Worrisome scenarios ? • Are we nearing the end of a long-term experiment in private ownership of working forests in Maine (and the US)? • Most forest in the world is publicly owned • What is the end-game here?
Worrisome scenarios ? • If non-sustainable management becomes evident on substantial acreage, then history will judge us harshly…… as presiding over an era of exploitation (failing to invest in stewardship). • I can think of no better way to ensure the success of the “National Park” agenda
Life is about choices… • Vision A: We can be proactive and insist on good stewardship everywhere. • Consequences: We’re seen by society as uniformly competent and balanced, and we will be trusted, empowered, and free from prescriptive regulations.
Life is about choices… • Vision B: We can be passive, make sure wood gets cut without breaking any laws, and just accept what the system dishes out. • Consequences: We’re seen by society as devaluing stewardship, causing our profession to be suspect, hamstrung, stifled by prescriptive regulations, and in danger of being disenfranchised and eventually replaced.

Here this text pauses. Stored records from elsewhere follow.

PR #1457, opened 2026-07-17
feat: add api command

### LINKED ISSUE #1448: Support generic `hcloud api` subcommand
### TL;DR

When accessing the `hcloud` API, especially for new products or internal APIs, I'd love to see some kind of `hcloud api /foo/bar` in order to reuse the parsing, authentication, etc. This would be similar to [`glab api`](https://docs.gitlab.com/cli/api/) or the `gh api` of the GitHub API.

### Expected behavior

I'd like to have the following behaviour defined:

`hcloud api /api/v1/fancy_new_product` should perform a GET request with the authentication token being set against `https://api.hetzner.cloud/api/v1/fancy_new_product`.

To perform other types of requests (POST, DELETE, PUT), I can imagine the following CLI:

```bash
$ hcloud api --field foo=bar -X PUT /api/v1/fancy_new_product
$ # equivalent to the following cURL
$ curl -X PUT https://api.hetzner.cloud/api/v1/fancy_new_product --json '{"foo": "bar"}' -H "Authentication: ..."
```

The behaviour could be defined as follows:

1. If a `--field` parameter is provided, we default to POST.
2. If no `--field` parameter is provided, it's GET.
3. `--field` parameters are added to a JSON object.

It might even make sense to add a `-1` parameter, which adds the `/api/v1` prefix automatically.

phm07:
This PR adds a command that allows users to directly interact with the API.

Closes #1448

### DIFF
--- a/internal/cmd/api/api.go
+++ b/internal/cmd/api/api.go
@@ -78,11 +78,12 @@ var APICmd = base.Cmd{
 			return err
 		}
 
-		var respBody json.RawMessage
-		_, err = s.Client().Do(req, &respBody)
+		var respBuf bytes.Buffer
+		_, err = s.Client().Do(req, &respBuf)
 		if err != nil {
 			return err
 		}
+		respBody := respBuf.Bytes()
 
 		if json.Valid(respBody) {
 			var formatted bytes.Buffer
--- a/internal/cmd/api/api.go
+++ b/internal/cmd/api/api.go
@@ -1,7 +1,6 @@
 package api
 
 import (
-	_ "embed"
 	"encoding/json"
 	"io"
 	"net/url"
@@ -15,8 +14,8 @@ import (
 	"github.com/hetznercloud/cli/internal/state"
 )
 
-var ApiCmd = base.Cmd{
-	BaseCobraCommand: func(client hcapi2.Client) *cobra.Command {
+var APICmd = base.Cmd{
+	BaseCobraCommand: func(_ hcapi2.Client) *cobra.Command {
 		cmd := &cobra.Command{
 			Use:   "api [options] <path>",
 			Short: "Make API call",
--- a/internal/cmd/api/api.go
+++ b/internal/cmd/api/api.go
@@ -1,0 +1,71 @@
+package api
+
+import (
+	_ "embed"
+	"encoding/json"
+	"io"
+	"net/url"
+	"os"
+	"strings"
+
+	"github.com/spf13/cobra"
+
+	"github.com/hetznercloud/cli/internal/cmd/base"
+	"github.com/hetznercloud/cli/internal/hcapi2"
+	"github.com/hetznercloud/cli/internal/state"
+)
+
+var ApiCmd = base.Cmd{
+	BaseCobraCommand: func(client hcapi2.Client) *cobra.Command {
+		cmd := &cobra.Command{
+			Use:   "api [options] <path>",
+			Short: "Make API call",
+		}
+
+		cmd.Flags().StringP("method", "X", "GET", "HTTP method to use for API call")
+		cmd.Flags().StringP("data", "d", "", "HTTP request body content (use - to read from stdin)")
+		cmd.Flags().StringToStringP("value", "v", nil, "key=value pairs to pass as query parameters")
+		return cmd
+	},
+	Run: func(s state.State, cmd *cobra.Command, args []string) error {
+		path := args[0]
+		method, _ := cmd.Flags().GetString("method")
+		data, _ := cmd.Flags().GetString("data")
+		values, _ := cmd.Flags().GetStringToString("value")
+
+		var body io.Reader
+		switch data {
+		case "":
+			body = nil
+		case "-":
+			body = os.Stdin
+		default:
+			body = strings.NewReader(data)
+		}
+
+		u, err := url.Parse(path)
+		if err != nil {
+			return err
+		}
+
+		params := u.Query()
+		for k, v := range values {
+			params.Set(k, v)
+		}
+		u.RawQuery = params.Encode()
+
+		req, err := s.Client().NewRequest(s, method, u.String(), body)
+		if err != nil {
+			return err
+		}
+
+		var respBody json.RawMessage
+		_, err = s.Client().Do(req, &respBody)
+		if err != nil {
+			return err
+		}
+
+		cmd.Print(string(respBody))
+		return nil
+	},
+}
--- a/internal/cmd/api/api.go
+++ b/internal/cmd/api/api.go
@@ -42,6 +42,10 @@ var APICmd = base.Cmd{
 			body = strings.NewReader(data)
 		}
 
+		if !strings.HasPrefix(path, "/") {
+			path = "/" + path
+		}
+
 		u, err := url.Parse(path)
 		if err != nil {
 			return err
--- a/internal/cmd/api/api.go
+++ b/internal/cmd/api/api.go
@@ -3,7 +3,9 @@ package api
 import (
 	"bytes"
 	"encoding/json"
+	"fmt"
 	"io"
+	"net/http"
 	"net/url"
 	"os"
 	"strings"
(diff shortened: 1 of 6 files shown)


internal/cmd/api/api.go
```diff
@@ -0,0 +1,71 @@
...
+
+	"github.com/hetznercloud/cli/internal/cmd/base"
+	"github.com/hetznercloud/cli/internal/hcapi2"
+	"github.com/hetznercloud/cli/internal/state"
+)
+
+var ApiCmd = base.Cmd{
+	BaseCobraCommand: func(client hcapi2.Client) *cobra.Command {
+		cmd := &cobra.Command{
+			Use:   "api [options] <path>",
```
lukasmetzner, line 24: Not sure if this is relevant for the first iteration, but what about setting `Content-Type` and defaulting to json?

edit: we already set this in hcloud-go, so we would not need to default here.

internal/cmd/api/api.go
```diff
@@ -0,0 +1,71 @@
...
+			return err
+		}
+
+		var respBody json.RawMessage
+		_, err = s.Client().Do(req, &respBody)
+		if err != nil {
+			return err
+		}
+
+		cmd.Print(string(respBody))
```
lukasmetzner: Should we do pretty print with indents, or have it as an option?

phm07: You could pipe the output to `jq` for pretty printing. Not sure if we need to implement this functionality in the CLI

phm07:
We also need to think about how to handle switching between the `api.hetzner.cloud` and `api.hetzner.com` endpoints.

internal/cmd/api/api.go
apricote: I much prefer to pretty print in the CLI, as **I** always want the output to be prettified anyway.

nachtjasmin:
A minor user experience nitpick: Right now, the command requires me to prefix all paths with the forward slash `/`. It'd be nice if this could be added automatically to allow calls like `hcloud api fancy_product/123` instead of `hcloud api /fancy_product/123`. ^^

internal/cmd/api/api.go
apricote: Thanks :)

internal/cmd/api/api.go
```diff
@@ -0,0 +1,79 @@
...
+		_, err = s.Client().Do(req, &respBody)
+		if err != nil {
+			return err
+		}
+
+		var formatted bytes.Buffer
+		if err := json.Indent(&formatted, respBody, "", "  "); err != nil {
+			return err
+		}
+		cmd.Print(formatted.String())
```
apricote: This prints the formatted string without a final newline. In some shells this causes the prompt to be printed on the same line as the closing `}`. zsh shows a `%` after the closing `}` by default.

It looks like `jq` prints a final newline after formatted output. I would suggest we do the same, but maybe I am overlooking some drawbacks.

internal/cmd/api/api.go
```diff
@@ -0,0 +1,79 @@
...
+		}
+
+		cmd.Flags().StringP("method", "X", "GET", "HTTP method to use for API call")
+		cmd.Flags().StringP("data", "d", "", "HTTP request body content (use - to read from stdin)")
+		cmd.Flags().StringToStringP("value", "v", nil, "key=value pairs to pass as query parameters")
+		return cmd
+	},
+	Run: func(s state.State, cmd *cobra.Command, args []string) error {
+		path := args[0]
+		method, _ := cmd.Flags().GetString("method")
```
apricote, line 37: Using the `method` verbatim can cause issues if the user specifies a lower case method:

```shell
➜ hcloud api -X delete ssh_keys/115705306 --debug
--- Command:
"hcloud" "api" "-X" "delete" "ssh_keys/115705306" "--debug"



--- Request:
delete /v1/ssh_keys/115705306 HTTP/1.1
Host: api.hetzner.cloud
User-Agent: hcloud-cli/1.66.0-dev hcloud-go/2.44.0
Accept: application/json
Authorization: REDACTED
Accept-Encoding: gzip



--- Response:
HTTP/2.0 400 Bad Request
Content-Length: 150
Content-Type: text/html
Date: Fri, 24 Jul 2026 09:27:09 GMT

<html>
<head><title>400 Bad Request</title></head>
<body>
<center><h1>400 Bad Request</h1></center>
<hr><center>nginx</center>
</body>
</html>


hcloud: hcloud: server responded with status code 400
```

I suggest we validate and autocomplete the valid options, and possibly `toUpper()` the input too.

internal/cmd/api/api.go
```diff
@@ -0,0 +1,79 @@
...
+		}
+
+		var respBody json.RawMessage
+		_, err = s.Client().Do(req, &respBody)
+		if err != nil {
+			return err
+		}
+
+		var formatted bytes.Buffer
+		if err := json.Indent(&formatted, respBody, "", "  "); err != nil {
```
apricote: This errors for empty responses (ie. DELETE with 204 status code):

```http
➜ hcloud api -X DELETE ssh_keys/115705306 --debug
--- Command:
"hcloud" "api" "-X" "DELETE" "ssh_keys/115705306" "--debug"



--- Request:
DELETE /v1/ssh_keys/115705306 HTTP/1.1
Host: api.hetzner.cloud
User-Agent: hcloud-cli/1.66.0-dev hcloud-go/2.44.0
Accept: application/json
Authorization: REDACTED
Accept-Encoding: gzip



--- Response:
HTTP/2.0 204 No Content
Access-Control-Allow-Headers: X-Requested-With,Authorization,Content-Type
Access-Control-Allow-Methods: OPTIONS,GET,POST,PUT,PATCH,DELETE
Access-Control-Allow-Origin: *
Access-Control-Expose-Headers: Link,X-Correlation-ID
Access-Control-Max-Age: 86400
Date: Fri, 24 Jul 2026 09:27:19 GMT
Ratelimit-Limit: 5000
Ratelimit-Remaining: 4999
Ratelimit-Reset: 1784885239
Strict-Transport-Security: max-age=31536000; includeSubDomains
X-Correlation-Id: 9bb7811f61c56c27da34296d6ab5351d



hcloud: unexpected end of JSON input
```

internal/cmd/api/api.go
phm07: Should we autocomplete and validate all HTTP methods as per RFC 9110 Section 9.3 or only the CRUD ones that are actually used in the API? My suggestion would be that GET, POST, PUT, DELETE should be enough.

apricote: Autocomplete for the ones that are currently used and validate for all? That way suggestions are limited to a reasonable list, while it's still possible to use a new method if it's introduced in the API.

apricote: `PATCH` from [RFC 5789](https://www.rfc-editor.org/info/rfc5789/) may also be allowed in validation. Not sure why it is omitted in RFC 9110

internal/cmd/api/api.go
apricote: This still happens with [87cb8ff](https://github.com/hetznercloud/cli/pull/1457/commits/87cb8ff78f0b4f0ec45fe66e18f0e0e603b5fdaf). The error is returned from `s.Client().Do(req, &respBody)`, so we never get to the printing part in this file.

internal/cmd/api/api.go
phm07: I ended up validating against the methods defined [here](https://pkg.go.dev/net/http#pkg-constants)

internal/cmd/api/api.go
phm07: With d2e8e8b4cdac238750ddfe5cb72d7fc8392ca0d7 it should work

apricote: Confirmed, nice!

internal/cmd/api/api.go
apricote: Nice!

apricote (approved):
🚀

nachtjasmin:
it’s merged, yippie! thank you for your work, I really appreciate it! 💜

Ask these Queensland foresters WHICH OF THESE VISIONS FITS OUR PAST 15 YEARS BETTER?
Have we been sufficiently proactive on behalf of stewardship? • FPA: many progressive ideas ca. 1990 proposed but rejected by us: • Licensed foresters oversee all harvests • More rigorous requirements for regeneration • Referenda: many bad ideas successfully opposed by us (and others) – via FPA Task Force • Governor King’s Council • Silvicultural justifications for clearcuts • Benchmarks for sustainabiltiy • Master loggers, but not licensed foresters (!), are now recognized suppliers of “certified" wood (IP)
Have we been sufficiently proactive on behalf of stewardship? • When forestry becomes political in Maine, it’s rare for foresters to have an independent, credible voice. • Decisions are typically influenced by stakeholders such as the Forest Products Council and the Natural Resources Council • Who speaks for balance?
Proactive Idea 1 – Improve monitoring • Better monitoring of harvesting activity • Need measures of harvest “quality” linked to future sustainability • Acreage estimates from multiple sources are disconcerting in their disagreement.
Proactive Idea 2 – Maine Code of Practice for Forest Stewardship • Draft a code of practice for stewardship and silviculture • Strongly performance-oriented, not prescriptive • Attach to Maine forester licensing law • Optional or Mandatory? • Purpose: guarantee to landowner and society that foresters are practicing good stewardship, if that’s what they want. • Currently, there are no enforceable stewardship canons, so now we’re all in the same boat in the public’s eyes.
How might we (MESAF) do this? • Resurrect Forest Practices Force • Our stewardship clients – society -- needs an independent, candid assessment of what’s going on • We must be in a position to inform the political process – take positions, not sides. • MFS could do this, but SAF would do it better.
How might we (MESAF) do this? • Create a new standing committee on Licensing and Credentialing • Charges: • Define performance-based (not cookbook, prescriptive) stewardship standards • Support SAF’s effort to promote the Certified Forester credential nationwide • Many other professions do this…
Conclusions? • The Maine forest is our legacy, and we have much to be proud of. Many things are better than 15 years ago. • Nevertheless, the future of our profession is uncertain, and we’re divided about what, if anything, to do about it. • If we unite behind a stewardship agenda that’s more than just rhetoric, and deliver on it through excellent silviculture, we’ll be OK.